[Saved entries]

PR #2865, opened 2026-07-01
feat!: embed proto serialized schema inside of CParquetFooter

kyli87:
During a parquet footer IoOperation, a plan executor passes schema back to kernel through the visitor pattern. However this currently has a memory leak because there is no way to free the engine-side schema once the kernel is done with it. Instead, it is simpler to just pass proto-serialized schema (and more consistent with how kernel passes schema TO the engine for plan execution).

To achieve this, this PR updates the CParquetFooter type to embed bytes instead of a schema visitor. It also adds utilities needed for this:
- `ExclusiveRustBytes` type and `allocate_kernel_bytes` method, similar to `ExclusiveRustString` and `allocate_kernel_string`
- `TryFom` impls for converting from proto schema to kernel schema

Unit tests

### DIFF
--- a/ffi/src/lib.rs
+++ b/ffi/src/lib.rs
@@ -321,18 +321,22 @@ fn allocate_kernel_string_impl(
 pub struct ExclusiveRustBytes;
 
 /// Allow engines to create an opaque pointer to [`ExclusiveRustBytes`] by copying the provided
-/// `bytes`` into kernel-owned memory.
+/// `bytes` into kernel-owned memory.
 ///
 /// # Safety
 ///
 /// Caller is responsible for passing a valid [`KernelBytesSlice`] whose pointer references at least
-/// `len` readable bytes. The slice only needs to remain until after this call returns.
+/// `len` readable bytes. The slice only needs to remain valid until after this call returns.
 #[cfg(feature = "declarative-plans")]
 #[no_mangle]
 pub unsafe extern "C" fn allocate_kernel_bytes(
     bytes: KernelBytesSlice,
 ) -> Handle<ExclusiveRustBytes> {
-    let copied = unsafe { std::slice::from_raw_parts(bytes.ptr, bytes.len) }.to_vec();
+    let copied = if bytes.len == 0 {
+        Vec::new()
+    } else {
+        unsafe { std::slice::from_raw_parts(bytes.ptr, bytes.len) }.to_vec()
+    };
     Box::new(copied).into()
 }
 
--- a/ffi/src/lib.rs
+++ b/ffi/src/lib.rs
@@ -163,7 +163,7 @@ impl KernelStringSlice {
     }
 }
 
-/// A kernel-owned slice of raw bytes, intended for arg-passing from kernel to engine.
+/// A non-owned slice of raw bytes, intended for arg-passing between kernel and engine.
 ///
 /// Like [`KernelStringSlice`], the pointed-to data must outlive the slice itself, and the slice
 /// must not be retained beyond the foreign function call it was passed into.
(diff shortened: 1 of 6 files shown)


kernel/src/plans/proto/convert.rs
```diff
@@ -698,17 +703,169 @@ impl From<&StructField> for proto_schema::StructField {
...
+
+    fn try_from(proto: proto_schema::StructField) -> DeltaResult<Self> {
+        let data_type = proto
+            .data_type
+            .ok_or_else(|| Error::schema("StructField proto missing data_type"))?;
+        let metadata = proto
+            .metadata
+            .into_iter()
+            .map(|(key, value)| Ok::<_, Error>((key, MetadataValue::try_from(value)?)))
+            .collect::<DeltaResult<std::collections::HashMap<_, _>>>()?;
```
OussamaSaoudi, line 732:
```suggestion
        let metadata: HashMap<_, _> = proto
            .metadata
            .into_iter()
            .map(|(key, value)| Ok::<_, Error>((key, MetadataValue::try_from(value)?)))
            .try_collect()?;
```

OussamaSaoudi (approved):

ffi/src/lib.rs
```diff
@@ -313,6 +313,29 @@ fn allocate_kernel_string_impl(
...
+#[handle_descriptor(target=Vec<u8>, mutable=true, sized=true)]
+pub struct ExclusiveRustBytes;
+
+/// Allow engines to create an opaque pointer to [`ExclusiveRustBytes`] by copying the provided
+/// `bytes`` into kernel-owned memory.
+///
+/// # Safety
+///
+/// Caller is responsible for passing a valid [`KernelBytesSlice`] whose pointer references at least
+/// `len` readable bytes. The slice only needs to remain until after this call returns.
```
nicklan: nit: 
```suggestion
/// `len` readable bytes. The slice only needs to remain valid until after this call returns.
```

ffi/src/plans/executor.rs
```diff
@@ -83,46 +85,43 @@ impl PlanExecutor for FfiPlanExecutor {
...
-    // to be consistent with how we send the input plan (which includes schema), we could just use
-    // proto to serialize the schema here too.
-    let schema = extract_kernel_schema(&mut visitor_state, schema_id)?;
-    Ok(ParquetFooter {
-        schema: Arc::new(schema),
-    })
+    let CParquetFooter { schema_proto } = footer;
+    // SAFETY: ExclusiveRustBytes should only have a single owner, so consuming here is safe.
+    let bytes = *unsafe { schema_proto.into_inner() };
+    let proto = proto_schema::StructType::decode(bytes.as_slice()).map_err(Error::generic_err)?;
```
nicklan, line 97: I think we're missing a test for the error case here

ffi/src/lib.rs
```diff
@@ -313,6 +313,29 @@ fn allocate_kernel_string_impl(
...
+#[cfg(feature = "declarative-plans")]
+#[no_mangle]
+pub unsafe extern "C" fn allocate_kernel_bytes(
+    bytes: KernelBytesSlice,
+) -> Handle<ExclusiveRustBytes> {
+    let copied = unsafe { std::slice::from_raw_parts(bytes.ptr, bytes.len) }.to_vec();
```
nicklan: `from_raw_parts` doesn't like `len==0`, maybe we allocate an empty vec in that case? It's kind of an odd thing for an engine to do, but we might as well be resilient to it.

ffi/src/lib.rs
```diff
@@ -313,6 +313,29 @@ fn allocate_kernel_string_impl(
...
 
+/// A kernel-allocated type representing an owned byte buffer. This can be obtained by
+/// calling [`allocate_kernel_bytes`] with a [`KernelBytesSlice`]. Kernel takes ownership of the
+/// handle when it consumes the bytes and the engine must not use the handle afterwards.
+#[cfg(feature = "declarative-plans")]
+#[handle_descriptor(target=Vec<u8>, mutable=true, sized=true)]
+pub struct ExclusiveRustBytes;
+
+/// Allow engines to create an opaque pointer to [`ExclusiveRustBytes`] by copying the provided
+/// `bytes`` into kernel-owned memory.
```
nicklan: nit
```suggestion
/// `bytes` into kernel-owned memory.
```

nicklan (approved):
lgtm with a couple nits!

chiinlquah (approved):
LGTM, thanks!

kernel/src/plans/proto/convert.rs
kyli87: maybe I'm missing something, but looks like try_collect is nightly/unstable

What to work on ::
Take the lines above from the one containing "copied = if" to the one containing "and the slice" and retype them exactly, both ends included, with nothing added.

Solved problem ::
+    let copied = if bytes.len == 0 {
+        Vec::new()
+    } else {
+        unsafe { std::slice::from_raw_parts(bytes.ptr, bytes.len) }.to_vec()
+    };
     Box::new(copied).into()
 }
 
--- a/ffi/src/lib.rs
+++ b/ffi/src/lib.rs
@@ -163,7 +163,7 @@ impl KernelStringSlice {
     }
 }
 
-/// A kernel-owned slice of raw bytes, intended for arg-passing from kernel to engine.
+/// A non-owned slice of raw bytes, intended for arg-passing between kernel and engine.
 ///
 /// Like [`KernelStringSlice`], the pointed-to data must outlive the slice itself, and the slice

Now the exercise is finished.